Knowing I had a photo to take and about five loads of laundry at home that would convince me not to venture out again, I stopped at the large park across from our ‘hood and trudged out into the 4-degree temps in my not-quite-pajamas-but-some-people-might-still-think-I-am-wearing-pajamas outfit and my snow boots and my long down coat with my steadfast iPhone. (Did I mention I am taking all 365 photos via iPhone?) While wandering through the park as quickly as my short legs could carry me, I collected myriad photos of evergreen trees tinted white, the crisp and glittering snowy ground, the frozen wire backstop on the baseball field, and a squirrel sporting a frosty beard a la Santa Claus. After I felt satisfied I must have something worth sharing and determined my right hand might be headed towards frostbite, I swung around to head back to the car. Then I saw it. The photo of the day. The sun was behind me, and there in front of me was the tallest me I have ever seen. In real life, I’m a measly 5’4″ tall. I’ve always wished I was taller. Both my sisters are. And I get tired of standing on counters to reach things on the top shelf in the cupboard. So when I saw my lean, lanky, and impossibly tall shadow cast before me, I had to immortalize the moment. I’ve never felt that big. Ever. I’ve never felt anything but small. The image spoke to me.

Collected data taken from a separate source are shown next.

PR #473, opened 2021-02-12
Relationship type - User Select - fix

KarinG:
Overview
----------------------------------------
- User Select - not function properly. Reported first by @sunilpawar and also by @maynardsmith  -> https://www.drupal.org/project/webform_civicrm/issues/3197125

Before
----------------------------------------
image

After
----------------------------------------
Working 🎉

Technical Details
----------------------------------------
I ported over/rebased some the edits that Sunil PR-ed in re: $data -> in:
https://github.com/colemanw/webform_civicrm/pull/346/files

Comments
----------------------------------------
I'm not sure why this was missed at some point. Or why Custom Field Live/Static Options did not require this. But I've confirmed manually that this works and it does not fail any of our existing tests. 

PS - Still working on locking - User Select - in for relationship_type_id in a test.

PR #475, opened 2021-02-13
Relationship type - User Select - fix 

jitendrapurohit:
Overview
- User Select - not function properly.

Before
image

After
Working 🎉

Comments
Have picked some of the required test commits from https://github.com/colemanw/webform_civicrm/pull/473

### DIFF
--- a/src/Plugin/WebformElement/CivicrmOptions.php
+++ b/src/Plugin/WebformElement/CivicrmOptions.php
@@ -152,13 +152,17 @@ class CivicrmOptions extends WebformElementBase {
     $as_list = !empty($element['#extra']['aslist']);
     $is_multiple = !empty($element['#extra']['multiple']);
     $use_live_options = !empty($element['#civicrm_live_options']);
+    $data = [];
+    if ($webform_submission) {
+      $data = $webform_submission->getWebform()->getHandler('webform_civicrm')->getConfiguration()['settings']['data'] ?? [];
+    }
 
     if (empty($element['#options'])) {
-      $element['#options'] = $this->getFieldOptions($element);
+      $element['#options'] = $this->getFieldOptions($element, $data);
     }
 
     if ($use_live_options) {
-      $new = $this->getFieldOptions($element);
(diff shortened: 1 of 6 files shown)


KarinG:
Documenting my testing:

1. Create a webform with Relationship Type -> - User Select - -> Issue reproduced
2. Pulled in this PR -> cleared caches -> 

image

🎉

src/Plugin/WebformElement/CivicrmOptions.php
```diff
@@ -152,13 +152,17 @@ public function prepare(array &$element, WebformSubmissionInterface $webform_sub
     $as_list = !empty($element['#extra']['aslist']);
     $is_multiple = !empty($element['#extra']['multiple']);
     $use_live_options = !empty($element['#civicrm_live_options']);
+    $data = [];
+    if ($webform_submission) {
+      $data = $webform_submission->getWebform()->getHandler('webform_civicrm')->getConfiguration()['settings']['data'] ?? [];
+    }
```
KarinG, line 159: Why if `$webform_submission` here?

src/WebformCivicrmPostProcess.php
```diff
@@ -146,6 +146,21 @@ public function validate($form, FormStateInterface $form_state, WebformSubmissio
...
+    $data = $webform_submission->getData();
+    foreach ($data as $field_key => $val) {
+      if (substr($field_key, -20) === 'relationship_type_id' && is_array($val)) {
+        $data[$field_key] = array_values($val);
+      }
+    }
+    $webform_submission->setData($data);
+  }
+
   /**
```
KarinG, line 164: 👍

KarinG:
Awesome  going to merge this before reviewing where we're at with other #form_key and live/static option issues.

src/Plugin/WebformElement/CivicrmOptions.php
jitendrapurohit: From param definition, it seems it can also arrive as NULL, hence avoiding any notice or fatal error in that case.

I spent part of my laundry day thinking about this new year and how I could bounce back after what was perhaps not my greatest year yet in 2016. I thought about where I was coming from and where I might want to point my feet next. I thought about the photo I had taken earlier, and it occurred to me that the photo is the embodiment of what I want for myself in 2017. What I need to do this year is stretch. I need to reach higher. I need to be the bigger person. I need to cast a long shadow. I need to realize that I am not limited by my 5’4″ frame. I need to believe I am larger than life.

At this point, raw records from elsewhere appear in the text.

PR #477, opened 2021-02-14
Further Standardize Test Setup.

KarinG:
Overview
Further Standardize the Test Setup. We are seeing differences between our UI/Manual Testing and Automated Testing -> so review/add Permissions for the Test User + Set themes: Bartik and Seven.

### DIFF
--- a/tests/src/FunctionalJavascript/WebformCivicrmTestBase.php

I have been meaning to get back to writing over the past year but have been more adept at making excuses than recording thoughts. So I am going to continue to take photos as planned for the next 359 days. Then I am going to post them here with a few words or comments or reflections or lines of utter nonsense just to get myself back into the habit of writing every day, no matter how mundane my daily photos might be, no matter how prosaic my thoughts about them are. It’s about the process and the effort, the journey and not the destination. I have to start sometime. I lose a part of myself when I stop writing, and I miss me, dammit.

I have sold myself short for too long. I printed out this photo and put it on the wall next to my desk. Just like my shadow that photo, I am going to be huuuuuuge this year.